„Wir sind im Stadtbezirk auf viel Zustimmung für unser Anliegen gestoßen, dass die industriekulturelle Geschichte von Rath nicht vergessen werden darf“, sagt Initiator Ralf Keller, der auf der Versammlung Ende Februar zum Vereinsvorsitzenden gewählt worden war.
Einst war dieser Stadtteil eine industrielle Hochburg im Norden von Düsseldorf. Aufgrund der guten Lage an drei Eisenbahnstrecken, siedelte sich ab 1860 insbesondere die Metall verarbeitende Industrie mit Maschinenfabriken und Gießereien hier an und 1899 kamen die Röhrenwerke hinzu. Dies hatte Rath bei der Eingemeindung 1909 zur „reichen Braut“ gemacht und bis heute bei der Entwicklung des Stadtteils deutliche Spuren hinterlassen.

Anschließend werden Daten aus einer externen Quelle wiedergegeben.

PR #920, opened 2024-12-09
Add WithContext variants of methods

### LINKED ISSUE #555: [OTel] Expose context-aware methods for capturing events in public API
Extracted from https://github.com/getsentry/sentry-go/pull/537.

### Problem

Associating errors with transactions is generally implemented (see `otel/event_processor.go`), but there's a caveat: the `EventHint` of the event processor has to contain a valid Context with a set OpenTelemetry span. This means that e.g. messages captured with `sentry.CaptureMessage` or `hub.CaptureMessage` won't be linked to Sentry spans at the moment.

So to properly link the raised exception now users have to do things like:

```go
	client := sentry.CurrentHub().Client()
	client.CaptureException(
		errors.New("test sentry exception"),
		&sentry.EventHint{Context: ctx},
		nil,
	)
```

### Proposed Solution

We might want to expose methods like `CaptureMessageWithContext(ctx context.Context, message string)` and others that also take a `ctx` parameter. Under the hood, they would set add the passed `ctx` to `EventHint`.

LesDomen:
Added WithContext variants of captureException, captureMessage, captureCheckIn and captureEvent, that pass the context down into the EventHint

Closes #555

### DIFF
--- a/client.go
+++ b/client.go
@@ -435,6 +435,16 @@ func (client *Client) CaptureCheckIn(checkIn *CheckIn, monitorConfig *MonitorCon
 	return nil
 }
 
+// CaptureCheckInWithContext captures a check in.
+func (client *Client) CaptureCheckInWithContext(ctx context.Context, checkIn *CheckIn, monitorConfig *MonitorConfig, scope EventModifier) *EventID {
+	event := client.EventFromCheckIn(checkIn, monitorConfig)
+	if event != nil && event.CheckIn != nil {
+		client.CaptureEvent(event, &EventHint{Context: ctx}, scope)
+		return &event.CheckIn.ID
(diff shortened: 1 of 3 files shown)


LesDomen:
Any other ideas for linking between captured exceptions and transactions/spans?

cleptric:
If you're using Sentry's tracing APIs, it will just work out of the box. For Otel, there is a workaround provided int he issue you linked.

LesDomen:
We're moving from Elastic APM to OpenTelemetry, and shipping traces to both Sentry and other OTEL Backends. Is there any viable way to write a wrapper around sentry.CaptureException, that will still report the initial error location?

Issue #2603, opened 2023-05-25
Integrate EIA-176 into PUDL


zaneselvans:
# Description
Integrate the EIA-176 natural gas sources & dispositions data into PUDL.

What we've been calling the EIA-176 is actually 3 different related forms that are bundled together for bulk distribution:
- **[EIA-176: Annual Report of Natural and Supplemental Gas Supply & Disposition](https://www.eia.gov/survey/#eia-176)**. Data collected include the origin of natural gas supplies and the disposition of natural gas on a State basis. Respondents include natural and synthetic gas producers, processors, distributors, storage.
- **[EIA-191: Monthly Underground Natural Gas Storage Report](https://www.eia.gov/survey/#eia-191)**. Working and base gas in reservoirs, injections, withdrawals, and location of reservoirs are reported by operators of all underground natural gas storage fields on a monthly basis.
- **[EIA-757: Natural Gas Processing Plant Survey](https://www.eia.gov/survey/#eia-757)**. Detailed plant-level information is collected on the capacity, status, and operations of natural gas processing plants to monitor supply constraints during periods of disruption due to a natural disaster, such as a hurricane.

Each of these forms uses the same IDs to refer to the reporting companies, and that shared company ID information is provided as a separate standalone table with the company ID, name, and activity status. Note that there is no date information associated with the company information, so the activity status probably just pertains to when the reporting was done, and there are no historical archives, so this field is pretty useless. Presumably we'll be able to guess which companies are active based on whether they're reporting data in the other tables?

There's also a lot more [natural gas data available from EIA](https://www.eia.gov/naturalgas/data.php) that we might be able to download in bulk from their API or other hidden endpoints.

## Motivation
This gas source, disposition, storage, and processing plant data should help us target existing natural gas utilities and the capital locked up in existing infrastructure for early retirement, and may help advocates prevent new investments in natural gas facilities that would need to be decommissioned well before end of life to maintain a stable climate.

## In Scope
We'll know we're done when:
- EIA-176, 191, and 757 data are loaded into the PUDL DB by the main DAG. It looks like this will probably result in 4 tables: companies, sources & dispositions, underground storage, and processing facilities
- Tables have well-defined schemas, including data types and descriptions for all columns.
- Tables are in a tidy format, with each column representing a single variable, and each row representing a single observation.
- Updates to data should be easy, and as automated as practicable, alongside our other existing data.

## Out of Scope
[...]

PR #3264, opened 2024-01-19
Add `data` and `other` to EIA 176 raw data extraction

e-belfer:
# Overview

This PR builds on #3227 and adds `data` and `other` 176 data to the extraction process designed by @davidmudrauskas, transforming the extractor function into a dagster asset factory to enable simple creation of a dagster asset for each table.

Extracts raw EIA 176 "data" and "other" tables.

What did you change?

Converted the extractor in `pudl.extract.eia176` to a factory, and added to the `table_file_map.csv`. Updated the unit test to handle multiple files, rather than just one.

# Testing

Generate the raw assets in dagster and open them to review.

```[tasklist]
# To-do list
```

### DIFF
--- a/src/pudl/extract/eia176.py
+++ b/src/pudl/extract/eia176.py
@@ -3,24 +3,40 @@
 The EIA Form 176 archive also contains CSVs for EIA Form 191 and EIA Form 757.
 """
 
-from dagster import asset
+import pandas as pd
+from dagster import AssetsDefinition, asset
 
 from pudl.extract.csv import CsvExtractor, get_table_file_map
 
 DATASET = "eia176"
 
 
-@asset(required_resource_keys={"datastore"})
-def raw_eia176__company(context):
-    """Extract raw EIA company data from CSV sheets into dataframes.
+def eia_176_asset_factory(
+    table_name: str,
+) -> AssetsDefinition:
+    """Build bulk electricity tables from raw data."""
 
-    Args:
-        context: dagster keyword that provides access to resources and config.
+    @asset(
+        name=f"raw_eia176__yearly_{table_name}", required_resource_keys={"datastore"}
+    )
+    def eia_176_table(context) -> pd.DataFrame:
+        """Extract raw EIA company data from CSV sheets into dataframes.
 
-    Returns:
-        An extracted EIA dataframe with company data.
-    """
-    zipfile = context.resources.datastore.get_zipfile_resource(DATASET)
-    table_file_map = get_table_file_map(DATASET)
-    extractor = CsvExtractor(zipfile, table_file_map)
-    extractor.extract_one("company")
+        Args:
+            context: dagster keyword that provides access to resources and config.
+
+        Returns:
+            An extracted EIA dataframe.
+        """
+        zipfile = context.resources.datastore.get_zipfile_resource(DATASET)
+        table_file_map = get_table_file_map(DATASET)
+        extractor = CsvExtractor(zipfile, table_file_map)
+        return extractor.extract_one(table_name)
+
+    return eia_176_table
+
+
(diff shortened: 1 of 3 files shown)


zaneselvans:
> EIA 176 zipfiles also bundle a few other forms - 191 and 757. Where do we want to extract and process these datasets? As separate modules, or as part of the EIA 176 extraction?

I wouldn't interpret the "EIA-176" label narrowly.  There's nothing particularly special about that form, and as noted in #2603 initially we thought that all of the data in this bulk download zipfile was EIA-176, but it turns out there were these other associated forms related to gas production, storage, etc. IIRC in my initial digging around, it seemed like some of it looked usable, and some of it was both very messy and only had small number of years of data included. Almost like they accidentally dumped the data in this CSV once and then never looked at it again (which means the data is somewhere else, but... where?).

Rather than focusing on the forms in particular, I'd try and identify the subset of data that we've got archived and ready to process which are actually worth cleaning up and turning into tables -- like there's a significant amount of data and it's a tractable problem without a huge investment of manual effort.  Or at least prioritize them in terms of "person-hours per unit of data integrated"

Another thing that we should look at is how the data available from this obscure zipfile compares / relates to the [bulk natural gas API data](https://www.eia.gov/opendata/bulk/NG.zip) available from EIA.  My guess is that like the EIA-860 and EIA-923 the data in this zipfile is part of what gets fed into the bulk data they publish, but that there may be other data coming from other forms too, and the bulk API data may not reflect the full detail of the data that's in the original submitted form responses. Like I think we're looking for the long historical record of inputs that go into making their [natural gas data products](https://www.eia.gov/naturalgas/data.php)

The [EIA Natural Gas Annual Report](https://www3.eia.gov/naturalgas/annual/) refers to forms EIA-176, EIA-895, and EIA-910 in Appendix A: "summary of data collection operations and report methodology" though weirdly EIA-895 doesn't show up on their [big list of forms](https://www.eia.gov/survey).

I assume that the EIA-191 (monthly underground natural gas storage report) and EIA-191L (monthly LNG storage report) will have some relationship to the gas storage facility data that comes out of PHMSA, so those would be good to look at in tandem.  While the EIA-757 (Natural Gas Processing Plant Survey) will probably relate to some of the pipeline infrastructure reported in PHMSA. Compressor stations, NGL precipitators, H2S removal facilities. I assume linking the facilities and their owners/operators between the EIA and PHMSA data will be another entity matching circus that we probably don't want to get into now.

src/pudl/extract/eia176.py
```diff
@@ -3,24 +3,40 @@
...
 
 from pudl.extract.csv import CsvExtractor, get_table_file_map
 
 DATASET = "eia176"
 
 
-@asset(required_resource_keys={"datastore"})
-def raw_eia176__company(context):
-    """Extract raw EIA company data from CSV sheets into dataframes.
+def eia_176_asset_factory(
```
zaneselvans, line 14: I think we should stick with the dataset ID `eia176` and never introduce an `_` in here. It's nice to be able to search for these IDs reliably and use the same idioms for all the datasets like `eia860`, `eia861`, `eia923` etc.

e-belfer: You mean in the function names? Simple enough fix, that makes sense.

zaneselvans: Function names, variable names, tables, classes, anywhere we're naming something to refer to the dataset.

zaneselvans: Not sure what we'll want to do about the mish-mash of different forms that were hiding inside this zipfile.

zaneselvans:
@e-belfer can we delete the `eia176_extraction` branch?

PR #3274, opened 2024-01-22
Update conda lockfile for week of 2024-01-22

pudlbot:


zaneselvans (approved):

zaneselvans:
Note that the huge number of changes in this PR is due to `conda-lock` v2.5.2 sorting dependencies in the environment files alphabetically (which is much more readable!). There are only a normal number of actually updated packages.

PR #3281, opened 2024-01-24
Remove datapackage, use frictionless.

### LINKED ISSUE #1420: Update PUDL from `datapackage==1.15.2` to `frictionless>=4.40,<5`
The pudl-zenodo-storage currently uses datapackage 1.15.2. It seems like frictionless has wrapped their packages up into one main package called [Frictionless Framework](https://framework.frictionlessdata.io/docs/development/migration/#from-datapackage):

From [PyPi](https://pypi.org/project/datapackage/):
_[Important Notice] We have released Frictionless Framework. This framework provides improved datapackage functionality extended to be a complete data solution. The change in not breaking for the existing software so no actions are required. Please read the Migration Guide from datapackage to Frictionless Framework._

Done when datapackges has been updated.

jdangerx:
# Overview

Closes #1420 

We were using a super old package to read frictionless datapackages, now we are merely using a fairly old package that is the same version we use in archiver.

What did you change?
- update package dep
- change package validation call
- also include the 5.x upgrade path.

# Testing

I ran `pudl_datastore --verify` and saw that nothing blew up.

```[tasklist]
# To-do list
```


src/pudl/workspace/datastore.py
```diff
@@ -167,8 +167,11 @@ def _validate_datapackage(self, datapackage_json: dict):
 
         Throws ValueError if invalid.
         """
-        dp = datapackage.Package(datapackage_json)
-        if not dp.valid:
+        # TODO (daz): when we upgrade to frictionless>=5.0, this will be:
+        # dp = frictionless.Package.validate_descriptor(datapackage_json)
+        # if not dp.valid:
+        dp = frictionless.Package(datapackage_json)
+        if not dp.metadata_validate():
```
zaneselvans, line 174: I could be remembering wrong, but I'm suspicious that this validation may **only** checking the validity of the topmost metadata elements, and not descending into any of the referenced resources to check whether they are also valid. If that's true, it would be informative to try validating the resources and see whether they also pass.

I think a lot of the rest of this class is also doing work that frictionless should really be doing, like validating the file sizes, MD5 checksums and potentially paths.

jdangerx:
I was fiddling around with this mostly in Frictionless 5, but there *is* a
way (package.validate()) to check that the SQL tables do what they say.
But, we have to change the “dialect” key in the datapackage to point at
{“sql”: {“tag: …}} instead of just {“tag: …}.

Not sure what the deal is w frictionless 4, or whether we could just update
frictionless across the board.

Zane Selvans ***@***.***>于2024年1月23日 周二下午8:56写道：

zaneselvans:
IIRC when @zschira was refactoring the archiver and building the initial ferc-xbrl-extractor, Frictionless 5 had just come out and there were some non-trivial API changes between it and 4, and we've just never taken the time to make the transition. I think it would definitely be desirable, since all the non-CSV tabular annotation is only available in 5, and it would be nice to be on the current release so we don't get left behind.

jdangerx:
@zaneselvans - I think we should probably move ahead with "just get this thing up-to-par with the rest of our code," i.e. #1420, then we can think about #3293 separately.

zaneselvans:
@jdangerx Oh yeah definitely agree we should get all the repos working with Frictionless v4 first (which will also purge some crusty old dependencies) and then switch everything over to v5 in a separate step.

src/pudl/workspace/datastore.py
jdangerx: Yes, this is not properly checking the referenced resources. But, since the referenced resources aren't defined with the correct `{"dialect": {"sql": {"table": "blah"}}}` format, and frictionless 4 doesn't know what SQL files are anyways, I think this is the best we can do at this point...

zaneselvans: In the datastore use case, we're using generic [data resources](https://specs.frictionlessdata.io/data-resource/) which don't have any schema / dialect attributes or know anything about the internal structure of the data. They're just files of any kind, with a name, description, path, filetype, size, hash, and potentially other freeform metadata. This is in contrast to the [tabular data resources](https://specs.frictionlessdata.io/tabular-data-resource/) which are intended to represent tables and can describe much more of the expected internal structure of the resource.

Since we're just trying to bump to the new version I think addressing missing validation step this is well outside the scope of this PR, but I think we can validate these resources and should try to get that working in a future PR so we don't have so much of our own infrastructure paralleling stuff that Frictionless can/should do.

jdangerx: Ah, right, since we're not downloading any actual SQL resources into $PUDL_INPUT - that only affects our fancy `fercX_xbrl_datapackage.json`s.

That being said, I've some write-up of what it would take to get all this stuff into Frictionless in #3293 .

zaneselvans:
@jdangerx I just regenerated the lockfiles locally using a newer version of `conda-lock` to minimize the diffs and keep the ones on `main` sorted.

zaneselvans (approved):
See clarifying comment about (non-tabular) data resource validation in the `datastore` module.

In der Öffentlichkeit und in der Kommunalpolitik spielt das Thema der historischen Bedeutung der Industrie in Düsseldorf für die Stadtentwicklung leider keine große Rolle, bedauert Ralf Keller. Oft genug sei hier der Denkmalschutz vernachlässigt worden. „So ging in den letzten Jahrzehnten viel erhaltenswerte Substanz für immer verloren.“
Der Verein will aktiv für den Denkmalschutz eintreten, etwa für die denkmalgeschützten Bauten und Objekte auf dem ehemaligen Mannesmann-Gelände. Keller: „Das Aufstellen des Mannesmann-Vallourec-Erinnerungsstücks war ein erstes wichtiges Zeichen, damit im Stadtteil nicht die letzten Erinnerungen an die Industrie und ihrer Arbeitnehmer verloren gehen.“
Mittlerweile ist die Gruppe der „IndustrieKultur Rath“ auf 20 Personen angewachsen und erhält auch von anderen Düsseldorfer Industriekultur-Initiativen viel Unterstützung. Der Verein hat zum Ziel, die Industriekulturgeschichte der Stadtteile Rath und Mörsenbroich aufzuarbeiten und ein Konzept zu entwickeln, um die Spuren und die Bedeutung wieder erlebbar zu machen. Geplant sind Infoflyer, Rundgänge, Besichtigungen, Veranstaltungen und ein „Industriepfad“, ähnlich wie bereits existierende wie in Gerresheim oder Flingern. Ralf Keller: „Es soll aufzeigt werden, welche sichtbaren und unsichtbaren Spuren die Industrialisierung in unseren Stadtbezirk hinterlassen hat und wie wir heute noch durch sie geprägt sind, um so die Identität mit den beiden Stadtteilen zu stärken.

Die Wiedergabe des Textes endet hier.